Ghost In The Well (1957) by Toshikazu Kono

Ghost in the Well is not a horror film in the strict sense of the word, but a tragic love story. It is not simply a story of two lovers who, due to a difference in class, cannot be together either, but a tragedy of a symbolic commitment unable to be given.    

Okiku, driven by the conviction that she cannot go on living without Aoyama’s love, wants him to promise her to marry her. Okiku’s demand is a simple demand for love, a demand to see Aoyama’s love proven by inscribing their love within the symbolic. The necessity for such demand us due to the nature of the gift of her intimacy. Giving him her intimacy was a radical act that put her own symbolic existence radically into his hands. In other words, beyond being the goal of her desire, Aoyama attained the status of a compass that determines her symbolic existence.    

Ghost In The Well (1957) by Toshikazu Kono

Yet, Aoyama is unable to give what she wants – he refuses his function as her compass, thus forcing her to drift into despair and ultimately into self-destruction. The impossibility of Aoyama to take up the radical position as her beloved is caused by the sudden offer of a marriage that would ensure the pristine nature of the Aoyama-clan’s image and undo the mess that he by his own reckless actions created. Such marriage would, in truth, not be a symbolic act to prove his love, but an act that utilizes the female other’s position to safeguard his own and the clan’s image within the political structure of the Edo-period. As Aoyama is blinded by the political dynamic of societal status within the Edo-society that foregoes the pursuit of his ‘rebellious’ romance and happiness with Okiku.  

The result of Aoyama leaving Okiku’s desire frustrated is that, while handling the marital gift (i.e. the family treasure, the Korai-yaki plates), she lets one of the precious plates fall. This act, as is beautifully highlighted within the narrative, is unconsciously overdetermined. It is not merely an act of revenge – a vein attempt to thwart her lover’s marriage with Chizuru and destroy the clan’s future, but also an act that expresses the pain that ruptures her as subject – she is as broken as the plate, and her wish to escape her radical subjective erasure she has been subjected to by arranging her own death-sentence (Narra-note 1).

Ghost In The Well (1957) by Toshikazu Kono

The composition of Ghost In The Well offers a pleasant blend of static and dynamic moments.
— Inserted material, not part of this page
PR #717, opened 2023-05-02
Fix compilation for thumbv6m-none-eabi

LinuxHeki:
I was trying to get rhai running on Raspberry Pi Pico but no-std-compat failed compiling. no-std-compat already fixed that years ago but its not yet been (and may never will be) to crates.io. First commit fixex that, second one fixes error ".swap() not found for AtomicUsize" on thumbv6m-none-eabi.

This merge request fixes compilation but I can't test it because rhai binary is larger than 2MiB (rpi pico flash size).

Static concatenations, either to frame interactions between characters or bursts of sword-fighting. Dynamic moments within Kono’s composition (e.g. tracking movement, zoom-ins, …etc.) are either applied as decorations or as a visual highlighter – to visually add drama to the narrative.
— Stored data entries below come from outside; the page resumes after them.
PR #725, opened 2023-06-14
change HokmaLock::write() to use atomic compare_exchange

garypen:
I think this fix solves [the issue we have observed on the router](https://github.com/apollographql/router/issues/3213) with hanging `Rhai` tests.

My suggested change is minimal since I want to focus on the main motivation for the change (use compare_exchange() to maintain atomic comparison), but I think this could be improved even further by more reworking. 

I realise that it's a fairly risky change, due to its importance in the code base, so I'm happy to perform any additional testing you may suggest. Our CI environment has tested it on multiple platforms.

### DIFF
--- a/src/config/hashing.rs
+++ b/src/config/hashing.rs
@@ -50,14 +50,17 @@ impl HokmaLock {
 
     pub fn write(&'static self) -> WhenTheHokmaSuppression {
         loop {
-            let previous = self.lock.load(Ordering::SeqCst);
-            self.lock.store(1, Ordering::SeqCst);
-
-            if previous != 1 {
-                return WhenTheHokmaSuppression {
-                    hokma: self,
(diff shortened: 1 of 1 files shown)


schungx:
Due to the magnitude of this bug, I'd merge it right away.

schungx:
I'll appreciate that you run more tests with this. If nothing is amiss, I'll release a new version.

garypen:
I'll keep running the tests today. At this point, we've run our router test cases many hundreds of times, but we don't use `no-std`, so I can't help much there.

Geal:
the atomic are [defined in core](https://doc.rust-lang.org/stable/core/sync/atomic/struct.AtomicUsize.html#method.compare_exchange) so it will have the same behaviour in std and no-std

What is instrumental in engaging the spectator with the narrative is the rich musical accompaniment. The music, which is lavishly applied throughout, does not only dictate the flow of the composition but also succeeds, by infusing a sense of drama into the unfolding of the narrative, in punctuating the emotions that are expressed through the face and that what, without being said, is suggested by those expressions (i.e. Okiku’s love for Aoyama). In fact, the perfect interaction between both functions of the musical accompaniment enables Okiku’s pain and vein romantic desire to touch the spectator profoundly.

Ghost in The Well might be a short narrative, but it hits all the right emotional notes for a tragic love story. Toshikazu Kono, in fact, blends compositional drama with musical drama so pleasingly together that the fate of Okiku, so brought to live by Hibari Misora, cannot but touch the spectator.

Notes

General-note 1: The same legendinspired the character of Sadako in Hideo Nakata’s famous horror narrative The Ring.

General-note 2: The real well featured in the original legend can still be visited today at Himeji Castle – the Okiku-Ido. And if you’re lucky, you might even hear Okiku’s voice counting the plates over and over again.

Narra-note 1: It is only after slashing Okiku down that Aoyama slowly realizes how important the subservient presence of Okiku as lover was for his own phallic position, how important being desired by her was to fuel his own body and subject with eros, the desire to life. It is this realization that compels him to orchestrate his own death. Moreover, it is only by dying that he can commit himself symbolically to Okiku.